After all that exertion, movie characters may well need a stiff drink, another area in which the humble milkshake comes into its own. Using the shake as an alcohol substitute (or mixer, as we’re about to see) is an established trick, as seen in Back To The Future. In another fifties diner-set scene, wimpy George McFly is working up the guts to ask his prom date out, but needs some Dutch courage before he does so. “Lou, give me a milk, chocolate” he asks, before catching the drink that’s slid to him whisky-like down the bar and knocking it back in one, cowboy-style. The same joke is used repeatedly in Bugsy Malone, set at Fat Sam’s speakeasy/milk bar, where the kids’ moustaches are either stuck-on with glue or made from milk.

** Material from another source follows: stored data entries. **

PR #578, opened 2019-02-05
Drop self-updating

### LINKED ISSUE #575: Update --staging parameter in build_docs.pl
The --staging parameter in https://github.com/elastic/docs/blob/master/build_docs.pl currently pushes the output from a local documentation build to the staging branch. It should be updated to use the staging branch in https://github.com/elastic/built-docs

nik9000:
Drops the branch switching and self updating behavior from
`build_docs.pl` because we don't need it now that we're building the
docs using our standard build process.

Closes #575

### DIFF
--- a/build_docs.pl
+++ b/build_docs.pl
@@ -49,7 +49,7 @@ use ES::Template();
 
 GetOptions(
     $Opts,    #
-    'all', 'push', 'update!', 'target_repo=s', 'reference=s', 'rely_on_ssh_auth', 'rebuild', 'no_fetch', #
+    'all', 'push', 'target_repo=s', 'reference=s', 'rely_on_ssh_auth', 'rebuild', 'no_fetch', #
     'single',  'pdf',     'doc=s',           'out=s',  'toc', 'chunk=i',
     'open',    'skiplinkcheck', 'linkcheckonly', 'staging', 'procs=i',         'user=s', 'lang=s',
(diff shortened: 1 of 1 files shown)


ddillinger:
#575 has a [comment on it](https://github.com/elastic/docs/issues/575#issuecomment-460791504) that makes me wonder if this PR is still entirely valid?

nik9000:
> #575 has a [comment on it](https://github.com/elastic/docs/issues/575#issuecomment-460791504) that makes me wonder if this PR is still entirely valid?

I think this PR is still valid. This drops the scary "self-updating" behavior of `--staging` and `--update` but keeps the change in template pulling I mention in the comment.

build_docs.pl
```diff
@@ -539,14 +537,8 @@ sub push_changes {
             run qw(git push origin HEAD );
         }
         local $ENV{GIT_DIR} = $target_repo->git_dir if $target_repo;
-        if ( $Opts->{staging} ) {
-            say "Force pushing changes to staging";
-            run qw(git push -f origin HEAD );
```
ddillinger: This `-` diff right here is the code equivalent of warding off the Evil Eye hahaha

nik9000: One of the PRs you approved two days ago also had push -f!

ddillinger: 😐

PR #584, opened 2019-02-06
Default to --rely_on_ssh_auth

nik9000:
Make `--rely_on_ssh_auth` the default behavior, turning
`--rely_on_ssh_auth` into a noop. We can drop suppor for it entirely in
a follow up change once we've dropped the argument from Jenkins.


nik9000:
Hmm - I don't think I can merge this now actually. It conflicts with the docker work in that sharing the ssh config into the docker container won't work on mac. I'd like to get docker in more than I'd like to get this in. Then I can work on fixing the ssh sharing on mac.

nik9000:
Hmmm - docker isn't going to with with interactively reading the passwords anyway.....

nik9000:
@ddillinger or @jarpy I think this is ready to look at now.

PR #587, opened 2019-02-07
Remove docker detection

nik9000:
When I first allowed running the docs build in docker I made the
incorrect assumption that any time the build is running in docker it is
running in the docker container that we manage. Lots of folks were using
docker to manage the pl dependencies of the build. This drops that
assumption and adds an explicit parameter to engage `build_docs.pl`'s
customizations that work for our docker image. The folks who were building
the docs in their own docker image have their own customizations and
won't need ours.

### DIFF
--- a/build_docs
+++ b/build_docs
@@ -94,6 +94,8 @@ def run_build_docs(args):
     # it needs to die.
     docker_args.append('-i')
 
+    build_docs_args.append('--in_standard_docker')
+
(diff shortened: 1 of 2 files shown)


nik9000:
Thanks for reviewing @ddillinger! I really do want to shift folks to our docker image, but I'd like them to take their time doing it....

PR #590, opened 2019-02-07
Drop generated docs

nik9000:
We've moved the generated documentation to the `built-docs` repository
so we may as well remove the files from the checkout. This won't help
with the size of the clone but it can certainly help with the size of
the checkout!


nik9000:
`Files changed ∞` Nice!

PR #594, opened 2019-02-11
Fix documentation_links path for Kibana

epixa:
This file moved in the Kibana repo, so the path needs to be updated here.


epixa:
I'm going to close this since @nik9000 was implementing a more robust solution.

PR #595, opened 2019-02-11
Docker infrastructure changes for jenkins

nik9000:
1. Add a packger-cache.sh script to build the docker image as part of
building the packer image.
2. Switch the mechanism we use to share the committer information to one
that is a little more precise and more friendly to CI.
3. Make sure to pipe return code from running docker into exit code.

### DIFF
--- a/build_docs
+++ b/build_docs
@@ -99,7 +99,6 @@ def run_build_docs(args):
     open_browser = False
     args = Args(args)
     saw_out = False
-    expected_return_code = 0
     resource_count = 0
     arg = args.next_arg()
     while arg is not None:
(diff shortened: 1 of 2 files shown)


build_docs
```diff
@@ -273,7 +291,8 @@ if __name__ == '__main__':
     try:
         logging.basicConfig(level=logging.INFO)
         build_docker_image()
-        run_build_docs(argv[1:])
+        if not ['--just-build-image'] == argv[1:]:
```
jarpy: I love the down-to-earth flag name. :)

nik9000:
Thanks for reviewing @jarpy!

PR #596, opened 2019-02-11
Docker: Fail gracefully if run as root

nik9000:
The docker based docs build assume that you are running it as a normal
user and will likely fail if you are running it as root. Specifically
running `--open` will fail because `nginx` will fail to switch to the
"nobody" user.


nik9000:
Thanks for reviewing @polyfractal and @jarpy!

PR #597, opened 2019-02-11
Clean up argument handling

nik9000:
Drops support for single dashed long-opts from the docker build. Drops
support for "abbreviated" options, drops support for starting options
with a `+`, and drops support for specifying options in any case from the
perl build. I haven't see folks use any of the last three options and
they are incompatible with the docker build and would be very difficult
to *make* compatible with the docker build. I *have* seen folks use
single dashed long options. This will fail those single dashed arguments
on the docker build *only* and tell the user to use the double dashed
option.

I believe this might break some folks that are relying on undocumented
options, mostly the "automatic abbreviations" that the script supported.
For command line users I don't foresee an issue though - they'll get the
usage message and be fine. The bigger problem might be scripts that
build the docs. The [kibana] script looks ok. Elasticsearch uses
doc_build_aliases.sh. Cloud's script looks ok. I *suspect* we're ok
here.

[kibana]: https://github.com/elastic/kibana/blob/master/src/docs/docs_repo.js

Edit: The original version of this added support for the single dashed options to the docker build but I ended up dropping it after the conversation below.

### DIFF
--- a/build_docs
+++ b/build_docs
@@ -30,6 +30,7 @@ from __future__ import print_function
 import logging
 from os import environ, getgid, getuid
 from os.path import basename, dirname, exists, isdir, join, realpath
+import re
 import subprocess
 from sys import platform, version_info
 import time
@@ -205,10 +206,15 @@ def run_build_docs(args):
 
 class Args:
     def __init__(self, args):
-        # Replace equals delimited arguments with the space delimiated versions
-        # so it is simpler to iterate over them
+        # Normalize the args so it is simpler to iterate over them
         self.args = []
         for arg in args:
+            # Replace `-foo` style with `--foo` style
+            m = re.match('^-[^-]+$', arg)
+            if m:
+                arg = '-' + m.group(0)
+
+            # Replace `--foo=bar` style with `--foo bar` style
             split = arg.split('=')
             if len(split) > 2:
                 raise UserError('Invalid argument [%s]' % arg)
--- a/build_docs
+++ b/build_docs
@@ -209,15 +209,14 @@ class Args:
         # Normalize the args so it is simpler to iterate over them
         self.args = []
         for arg in args:
-            # Replace `-foo` style with `--foo` style
-            m = re.match('^-[^-]+$', arg)
-            if m:
-                arg = '-' + m.group(0)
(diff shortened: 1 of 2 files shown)


nik9000:
> One specific _complaint_ I have seen with single-dash long options is that they fail to disambiguate between themselves (e.g. `-version`) and single-dash-multiple-flag options (e.g. `-auxww`) which I suppose brings us back to the land of the surprising!

Personally I dislike single dashed arguments as well and if `build_docs.pl` script didn't already support them I wouldn't implement them. As it supports them my choices are:
1. Do nothing and let the perl script support them but the docker script fail in strange ways
2. Add support to the docker script for them
3. Drop support in the perl script for them
4. Explicitly fail the docker script with them

With changes 2-4 I went with option 3 because I haven't seen anyone use them. I still fear that folks might be accidentally using the "automatic abbreviation" feature which could lead to really sneaky failures!

For the single dashed long opts I've seen folks use them. Several in the first day of attempting to use the docker script. I'm weary of dropping support for them in the perl script because I don't want to hard break folks. So I went with adding support to the docker script for them mostly because I hadn't thought of option 4. Would you be more comfortable with option 4? That is, explicitly catch the single dashed arguments in the docker script and tell the user that we don't support them? That feels like a fairly kind way to drop this support. Folks will get a nice error message when they try to switch to the docker script. And they are already making a change anyway so they'll have a chance to update their arguments.

ddillinger:
That does sound good, it's a transition toward standard rather than away, while helping out any existing users of the nonstandard behavior with what is going on.

nik9000:
> That does sound good, it's a transition toward standard rather than away, while helping out any existing users of the nonstandard behavior with what is going on.

Done!

nik9000:
Thanks for talking through this @ddillinger!

jarpy:
What bright spark thought that single-dash longopts were a good idea? In the old days, the only place that they would bite you was, like, `java -version`. Now, there seems to be a plague of the horrid little things coming out of the Go community. The _Go_ community! I thought those (we?) people were pragmatic.

nik9000:
Oh @jarpy! You are wonderful.

PR #598, opened 2019-02-12
Docker: Fix default destionation directory

nik9000:
When I first made `build_docs` I picked the wrong default output
directory when you specify `--doc`. It should be `./html_docs`. I made
it `../html_docs`. See the subtle difference? I didn't notice for a
while at first. Then I was really confused. Then I tracked down the
extra `dirname`. Then I fixed it. This is the fix.


nik9000:
Thanks for reviewing @jarpy!

PR #599, opened 2019-02-12
Drop printing the path on startup

nik9000:
This doesn't seem to be needed anymore, especially once we switch CI to
building with docker.


nik9000:
Thanks for reviewing @jarpy!

PR #710, opened 2019-03-12
Switch APM Agent for Go to Asciidoctor

nik9000:
Switches the core of the process that builds the docs for the APM Agent
for Go from the no-longer-supports AsciiDoc to the supported
Asciidoctor. The html output is slightly different - mostly spacing
which is generally ignored by the browser. It *does* change the spacing
in front of the go source from a leading eight spaces to a leading tab.
These look the same to me in the browser but copy-and-pasting them comes
out slightly differently.

### DIFF
--- a/conf.yaml
+++ b/conf.yaml
@@ -930,6 +930,7 @@ contents:
                 tags:       APM Go Agent/Reference
                 subject:    APM
                 chunk:      1
+                asciidoctor: true
                 sources:
                   -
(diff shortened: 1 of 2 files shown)


nik9000:
[Here](https://github.com/elastic/built-docs-nik/commit/77a2e3e35ca3c0c8a3794038223281b099ad8a97) is how the html differs. You can test the change locally using the command in the aliases file.

PR #711, opened 2019-03-12
Build tables of contents with Asciidoctor

nik9000:
We chain the books that make the all of the docs together into a web
site by making tables of content that link the whole thing together.
We make these by building asciidoc files and then building them like
single-page books. This switches from building them with AsciiDoc to
building them with Asciidoctor.


nik9000:
This produces functionally equal html output. It also does it quite a bit faster, though I expect once we get #673 it won't be as much faster.

nik9000:

PR #714, opened 2019-03-13
Switch APM Agent for RUM JavaScript

nik9000:
Switches the docs build core for the APM Agent for RUM JavaScript from
the no-longer-supported AsciiDoc to the actively maintained Asciidoctor.
The generated HTML is the same modulo whitespace which the browser
ignores.


nik9000:
Thanks for reviewing @bmorelli25  and @jahtalab ! When you next build the book please use the new command line options described in the aliases file. Thanks again!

Those are the virgin-shakes standing in for alcohol, but there are also movie milkshakes you wouldn’t necessarily want your kids drinking. The Korova milk bar in Stanley Kubrick’s A Clockwork Orange serves ‘milk plus’ – cow juice laced with stimulants and hallucinogens, while 1986 horror Crawlspace saw the addition of tequila to a sleepover milkshake, and Marlon Brando’s devious character lies to inexperienced Jean Simmons in Guys and Dolls that the Dulce de Leche he’s plying her with are only milkshakes, and not rum cocktails.

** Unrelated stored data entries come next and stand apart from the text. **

PR #716, opened 2019-03-13
Add shared refs for APM Server 7.0

bmorelli25:
APM Server's `7.x` documentation branch is going away. See https://github.com/elastic/apm-server/issues/1993 for more details. This PR allows us to cross doc link to `7.0` documentation from `7.x`.


lcawl:
Another option might be to add definitions in each book for the appropriate APM version (e.g. kind of like how Logstash books define Elasticsearch and Kibana versions in https://raw.githubusercontent.com/elastic/logstash/master/docs/index.asciidoc).  Then in these URL attributes, you could just reference the {apm-version}.  

I think that would be more work across all the books, however, so unless there are a *lot* of APM links all over the place, your current solution is likely the best answer.

PR #718, opened 2019-03-14
Ruby Style: Treat regexps as immutable

nik9000:
In ruby regular expressions aren't frozen by default *but* they don't have
any methods to mutate them. You *can* still mutate them with standard ruby
monkey patching, but we find it more idiomatic to treat them as immutable
for style purposes.


nik9000:
Thanks @estolfo!

PR #721, opened 2019-03-15
Asciidoctor: BWC for // CONSOLE then callouts

nik9000:
Our backwards compatibility support for "OPEN IN CONSOLE"-style links did
not work with snippets followed by a callout list. That looks like this:

```
[source,js]
----
GET / <1>
----
// CONSOLE
<1> words go here
```

These is actually *super* common and I'm surprised I didn't catch it
before! This adds tests for it so it won't sneak through again.

The reason this didn't work is that our backwards compatibility worked by
transforming the `// CONSOLE` comment in `pass:[// CONSOLE]` and then
catching that when walking the tree. We do this in two passes because our
preprocessor works line by line and reading ahead can cause issues. So we
do the "action at a distance" in a tree processor where it is quite
simple.

The trouble is that the `pass:[// CONSOLE]` construct is *inline* so when
it is immediately followed by the `<1> words go here` line it gets sucked
into the same block which Asciidoctor thinks of as a paragraph. This
causes the parsing for the callout list not to happen, causing all kinds
of trouble.

The fix for this is to introduce a block macro that functions like
`pass:[// CONSOLE]` and to use that instead. This causes the callout list
to be parsed properly.

### DIFF
--- a/resources/asciidoctor/spec/elastic_compat_tree_processor_spec.rb
+++ b/resources/asciidoctor/spec/elastic_compat_tree_processor_spec.rb
@@ -1,11 +1,13 @@
 # frozen_string_literal: true
 
 require 'elastic_compat_tree_processor/extension'
+require 'lang_override/extension'
 
 RSpec.describe ElasticCompatTreeProcessor do
   before(:each) do
     Asciidoctor::Extensions.register do
       treeprocessor ElasticCompatTreeProcessor
+      block_macro LangOverride
     end
   end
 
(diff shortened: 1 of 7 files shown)


resources/asciidoctor/spec/elastic_compat_tree_processor_spec.rb
```diff
@@ -72,51 +74,82 @@
...
+    context "for a snippet with#{name}" do
+      let(:snippet) do
+        snippet = <<~ASCIIDOC
+          [source,js]
+          ----
+          GET / <1>
+          ----
+        ASCIIDOC
+        snippet += "lang_override::[#{override}]" if override
+        snippet
```
estolfo: Have you seen the `#tap` method in Ruby? It's a style thing, but you could use it here. I like using it so I never accidentally forget to return the object (in this case, `snippet`) from the let block.

resources/asciidoctor/spec/elastic_compat_tree_processor_spec.rb
```diff
@@ -72,51 +74,82 @@
...
+        end
+      end
+      context 'when it is alone' do
+        let(:converted) do
+          convert <<~ASCIIDOC
+            == Example
+            #{snippet}
+          ASCIIDOC
+        end
+        include_examples 'has the expected language'
```
estolfo: This is very nuanced, but you could also use `it_behaves_like` here. `include_examples` is best suited for what you're doing from the topic level - creating specs using different values but when you have a nested context and want to emphasize a behavior, people tend to use `it_behaves_like`. They're effectively interchangeable and I think the difference really comes down to how you want the specs to print out. Sometimes it's also awkward to find a phrase that describes the behavior. For example, in this case, it might be strange to say `it_behaves_like 'a string converter'` - or whatever. So anyway, maybe `include_examples` is best here and you can ignore this whole comment = )

nik9000: Thanks for this! I looked at `it_behaves_like` for a bunch of things. I'll play with it some more and see what I can find. I found that it doesn't work well when you want to apply the same set of shared examples multiple times with different parameters. Or, rather, it doesn't seem to properly list the parameters when you run rspec. I'll try it some more though.

resources/asciidoctor/spec/elastic_compat_tree_processor_spec.rb
nik9000: `#tap` seems pretty complex to use here because the string is frozen. Though I bet there are other places i can use it....

nik9000:
OK! I've pushed some more tests for the regex on the way in. I think this is ready for review again!

resources/asciidoctor/spec/elastic_compat_tree_processor_spec.rb
estolfo: ah, then it wouldn't work if the String is frozen..

resources/asciidoctor/spec/elastic_compat_tree_processor_spec.rb
estolfo: I see what you're saying. Ultimately, they can accomplish very similar things in the specs, so it's up to you and how you want the the specs to run and print out.

nik9000:
Thanks for reviewing @lcawl!

nik9000:
> Thanks for reviewing @lcawl!

Wow, that is embarrassing. "I meant thanks for reviewing @estolfo!" I mean, both of you review my code but for different reasons and I was just sending something to @lcawl.... But I'm not sure about why I mixed you two up there. Sorry!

Alcohol and drug-laced milkshakes would be infinitely preferable to some of the ingredients movie characters blend together. Comedy horrors My Best Friend’s a Vampire and An American Werewolf in Paris boast a stomach-churning human heart and raw liver shake respectively, while the concoction Brian Bosworth whips up in action movie Stone Cold would hardly be preferable to those flavour revolutions (luckily, it’s for his pet iguana rather than human consumption). Jane in crime spoof Naked Gun pulls a similar trick, blending an extremely odd selection of items for her own extremely interesting milkshake creation.

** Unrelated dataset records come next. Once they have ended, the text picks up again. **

PR #723, opened 2019-03-15
Switch Python APM Agent docs to Asciidoctor

nik9000:
Switches the core of the docs generation pipeline from the
no-longer-maintained AsciiDoc project to the actively-maintained
Asciidoctor project. The HTML that it produces isn't 100% the same but
it looks to only differ in three ways:
1. Spacing that the browser will ignore anyway.
2. AsciiDoc was producing `<p></p>` inside of empty table cells.
Asciidoctor does not.
3. In the 1.x docs there are some attribute references that do not
resolve and they are rendered differently by Asciidoctor. Either way,
they should probably be fixed in the 1.x branch of the docs.

### DIFF
--- a/conf.yaml
+++ b/conf.yaml
@@ -891,6 +891,7 @@ contents:
                 tags:       APM Python Agent/Reference
                 subject:    APM
                 chunk:      1
+                asciidoctor: true
                 sources:
                   -
                     repo:   apm-agent-python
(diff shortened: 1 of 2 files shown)


nik9000:
Here is the diff: https://gist.github.com/nik9000/9b67d9c8732de19d5db34185181586b8

nik9000:
Thanks @beniwohli !

PR #727, opened 2019-03-15
self-test: Ignore empty paragraphs inside of td

nik9000:
AsciiDoc spits out `<td><p></p></td>` for an empty table cell. Asciidoctor
spits out `<td></td>` which is just fine. This ignores the empty `<p>`
tags that are children of `<td>`.


nik9000:

PR #731, opened 2019-03-16
Fix handling of copy-as-curl for HEAD requests

jasontedor:
curl -X HEAD behaves in an unexpected way; namely, it behaves as a GET request so it sits there waiting for Content-Length bytes to be sent, but since the method was HEAD the server would never send these bytes. This makes curl hang forever. It is unfortunate that common sense has not prevailed so this remains unchanged in curl to this day. Instead, curl has a built-in flag for sending a HEAD request and not expecting Content-Length bytes to sent. This is -I or --head. This commit fixes the copy-as-curl behavior with HEAD requests to use the correct form of sending a HEAD request.

Relates #110
Relates elastic/elasticsearch#40114

### DIFF
--- a/resources/web/docs.js
+++ b/resources/web/docs.js
@@ -313,7 +313,12 @@ jQuery(function() {
           curlText += comment + '\n';
         } else {
           path = path.replace(/^\//, '').replace(/\s+$/,'');
-          curlText += 'curl -X ' + method + ' "' + host + '/' + path + '"';
+          if (method === "HEAD") {
+            curlText += 'curl -I ';
+          } else {
+            curlText += 'curl -X ' + method + ' ';
+          }
+          curlText += '"' + host + '/' + path + '"';
 
           if (div.data('kibana')) {
             curlText += " -H 'kbn-xsrf: true'";


nik9000:
Lgtm!

jasontedor:
Thanks for looking @nik9000!

nik9000:
Thanks for fixing it!

jasontedor:
@nik9000 Does something special need to be done to deploy this? I assumed it would happen on the next doc rebuild but while one has occurred this doesn't appear deployed?

nik9000:
> @nik9000 Does something special need to be done to deploy this? I assumed it would happen on the next doc rebuild but while one has occurred this doesn't appear deployed?

Checking.....

nik9000:
It looks like we copy this js file into every book. That means we'd need to rebuild all of the books to deploy this. We force this when the docs.js file changes because, well, we never built that. But I kicked off a [build](https://elasticsearch-ci.elastic.co/job/elastic+docs+master+build+nik/3219/console) that rebuilds all the documents because I told it to.

jasontedor:
Thanks @nik9000. I verified this is deployed now.

PR #732, opened 2019-03-18
Sort command line options

nik9000:
This tidies the list of command line options so they are always in
alphabetical order within their three groups.

### DIFF
--- a/build_docs.pl
+++ b/build_docs.pl
@@ -50,15 +50,8 @@ use ES::Toc();
 use ES::LinkCheck();
 use ES::Template();
 
-GetOptions(
-    $Opts,    #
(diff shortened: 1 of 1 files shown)


build_docs.pl
```diff
@@ -680,32 +673,6 @@ sub init_env {
         or die "Please install <xsltproc>";
 }
 
-#===================================
```
nik9000: I moved this so it'd be by its buddies.

nik9000: And I sorted it.

jarpy: :+1: Command-line options should stick together in these troubled times.

nik9000:
Thanks for reviewing @jarpy!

Again, playing on the disconnect between the white stuff’s innocent connotations and the less-than-innocent characters who drink them, there’s a hard-core of movie tough guys who enjoy a good shake. Brendan Gleeson’s Sergeant Gerry Boyle in brilliant comedy The Guard downs his in one, and fellow hard (but not necessarily well-adjusted) men Mickey Knox from Natural Born Killers and Léon from Luc Besson’s Léon are also fans of a frothy glass of milk. Even Jedi knights are in on the action, with Luke Skywalker seen enjoying a cup of blue space milk in Star Wars: Episode IV – A New Hope. Extracted from Tatooine’s blue desert mice perhaps?
The unwitting spokesperson for milkshakes in the movies though, is one man, and one man only: Daniel Day-Lewis. Thanks to a particularly zealous performance from Day-Lewis in Paul Thomas Anderson’s 2007 film There Will Be Blood, a metaphor for oil drilling has become one of film’s most quoted lines of recent years. “I drink your milkshake” is now a smack-talk phrase wheeled out whenever a victor is in need of a boo-ya/in your face/hell yeah moment, and it’s popped up not only on t-shirts and coffee mugs, but in Saturday Night Live sketches and TV adverts. There’s not even a milkshake in the scene, but Day-Lewis still tops the list.
Which leaves us with the miscellanea, the fringe milkshake appearances in the movies, from the kooky Cap’N Crunch and peanut butter concoction whipped up in Benny And Joon, to Before Sunrise’s milkshake-inspired poem written by a Viennese bum. And of course, to the end-credits sequence in 2004 comedy Dodgeball, wherein a popular milkshake-themed song by Kelis gets an unusual new dance courtesy of Ben Stiller in a particularly repulsive fat suit.